Accusations flew back and forth; the reputations of the mothers of the chief disputants were questioned. Anne was unfamiliar with many of the words used, but she was sure they were quite unfit for a lady's ears. She began to draw her head back into the cab, so that she would be unable to see what was going on, even if she could not avoid hearing. As she did so, she inadvertently caught the eye of a gentleman who was standing on the footpath. He was smartly dressed in city clothes, but was standing watching the dispute as idly as any loafer, his dark frock coat unbuttoned, hands in trouser pockets, his tall hat set at a rakish angle on his fair, curling hair. As he caught sight of Anne he lifted his hat, smiled and bowed to her with a flourish. She blushed and hastily averted her gaze.
She was in a most unenviable situation, she reflected, leaning back in her seat; her ears assailed by profane language, subjected to familiarities from strange gentlemen, and with every minute running a greater risk of missing her train. Should she get out and walk? But she had no idea how much further she had to go, and if she did start to walk she would have to make her way past the brawling drivers.

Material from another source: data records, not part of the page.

PR #1399, opened 2023-07-26
VAG: Increase bigfile padding check

EdnessP:
Fixes a whole lot of Jak & Daxter series VAGs.  Since all the different language containers use the one and the same entry table, the amount of empty space at the end will differ per language.  Originally I thought increasing the padding in the size calculation from 32KiB to 512KiB should be enough, but there still a couple sounds here and there that go way beyond that.

Like, in the Japanese localisation of Jak 1 the farmer has **52 seconds** worth of random snoring so in all the other languages, where he only has 3-6 seconds worth of snores, there's roughly 1.3 MiB of empty space at the end...


bnnm:
The check is meant to reject bigfiles with many VAGp, so other meta/TXTH have a chance to parse it. If known max padding is ~1.5MB it's fine to (say) + 0x180000 or + 0x200000 or more. If bigger padding is found then it can be increased, etc (comment is good). Doesn't need to be super accurate, just catch typical bigfiles (that would normally have +50MB of data).

EdnessP:
Alright, 2 MiB padding it is for now, just to be safe.

PR #1406, opened 2023-08-18
Handle 32-bit integer PCM in RIFF

hcs64:
That is, S.31 fixpoint.

From masters for a Sonic Origins mod.


hcs64:
Please feel free to ignore this and #1405, they were easy to add but probably not necessary.

PR #1425, opened 2023-09-27
Add support for FDK (NX) Opus Header

AGraber:
This adds support for the opus header of the Switch opus files from Nihon Falcom's FDK engine (first seen on the Switch version of Ys X -NORDICS-).

The header still has a huge chunk of unknown information but all the info for looping and decoding is read properly, and the data itself is the same format as other Switch games, so it's just a matter of decoding the header properly.

### DIFF
--- a/doc/FORMATS.md
+++ b/doc/FORMATS.md
@@ -1124,10 +1124,6 @@ different internally (encrypted, different versions, etc) and not always can be 
   - Entergram NXA header [*NXA*]
   - *opus_nxa*: `.nxa`
   - Codecs: Opus
-- **fdk_nxopus.c**
-  - Nihon Falcom FDK Opus Header [*FDK_NXOPUS*]
-  - *opus_fdk*: `.nxopus`
-  - Codecs: Opus
 - **pc_ast.c**
   - Capcom AST (PC) header [*PC_AST*]
   - *pc_ast*: `.ast`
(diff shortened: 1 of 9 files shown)


AGraber:
Sample files:

https://drive.google.com/drive/u/2/folders/1vYyC457oZc6FselEy5KYSnmOEPlIhDji

bnnm:
Looks good, but for consistency I think it's better to call it by header ID, that is: `nxof.c`, `init_vgmstream_nxof` and so on. Not a hard rule but I feel it's the cleanest way to call and identify a format (when hex-inspecting one would try to find that id first, plus Falcom could decide to reuse this format in other engines).

(files without a clean header id, may be called by extension/engine/company/etc case by case).

Similarly in `meta.h` those grouped together mean they are part of the same `.c`, new ones typically go at end, and in `vgmstream.c` new defs go before "lower priority metas".

May be useful to include `skip = switch_opus_get_encoder_delay(start_offset, sf);` in the FFMPEG #if

AGraber:
Yeah, I was initially unsure of what to name it, thanks for the heads up. I'll fix it shortly.

Regarding the grouping in meta.h, `init_vgmstream_opus_nxa` is in a similar situation than nxof (switch opus with a completely custom header grouped with the others from opus.c), which is why I decided to group it, but if you think it should be put separate then I'll do it.

Also, thanks for the tip regarding `switch_opus_get_encoder_delay`, I overlooked it from other encoders, I'll add it.

bnnm:
Thanks, this stuff evolves over time so it's not always super consistent for older files. Not a big deal anyway but might as well do it for new files.

`opus_nxa` was originally part of `opus.c`, but moved to its own file and wasn't renamed. Should be `nxa1.c`, `init_vgmstream_nxa1`, etc, I'll do it later.

(`opus.c` metas generally should only handle formats that paste a simple header over Nintendo's standard .opus header)

AGraber:
Alright, should be good to go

The door of her cab was flung open. The gentleman who had bowed to her stood there, his hat in his hand.
‘Are you in a hurry?’ he asked. ‘If so, I advise you to get out and walk; it will be a long time before this is cleared up.’ He held out his hand. ‘Let me help you get down.’
Anne was alarmed. She remembered a story she had once heard from a servant, about a young girl who had gone to London, had been approached by a fine gentleman soon after her arrival there, and had never been heard of again. This gentleman was fine enough, Anne conceded. He was probably in his late twenties, clean shaven, with brown eyes. His mouth looked ready to smile at any moment. He did not look to Anne like a seducer of innocent maidens, but she was fully conscious of her own ignorance in such matters.
‘I do not know you, sir!’ she protested, in reply to his offer. He laughed.
‘You needn’t be alarmed, I promise you I have no evil designs upon your virtue. Where are you going? To the railway station?’
‘Yes,’ Anne said, her worry about her train exceeding her fear of being accosted by a stranger. ‘My train leaves in fifteen minutes, I’m afraid I shall miss it.’
‘Oh, we’ll do it easily,’ he proclaimed, and before Anne guessed his intentions he had laid his hat down on the seat, put a hand at each side of her waist and lifted her clear out of the cab. Anne was outraged. She was quite unaccustomed to physical contact with members of the opposite sex; now she was held in the arms of a perfect stranger.
‘Sir!’ she gasped.
‘Please put me down immediately!’
‘Immediately?’ he asked.
‘You are quite sure?’
He began to lower her to the ground. Anne, glancing down, saw that the road at that point was ankle deep in mud and other debris, the nature of which she preferred not to guess at.
‘No!’ she cried.
‘You don’t want to be put down?’
‘Yes! No, not here! Please set me down on the footpath – instantly!’
He was, she saw indignantly, laughing at her. He swung her up in his arms so that she was forced to throw her arms about his neck. Her skirt and petticoats flew up, exposing the tops of her boots and two or three inches of black woollen stocking to anyone who happened to be looking.
‘Oh!’ she cried, in helpless protest. He carried her to the footpath, where he set her on her feet gently enough, and returned to the cab for her bag and his hat. Anne turned her back on two youths who were watching with interest, and tried to assemble a few dignified and well-chosen words with which to address the gentleman who had behaved so outrageously.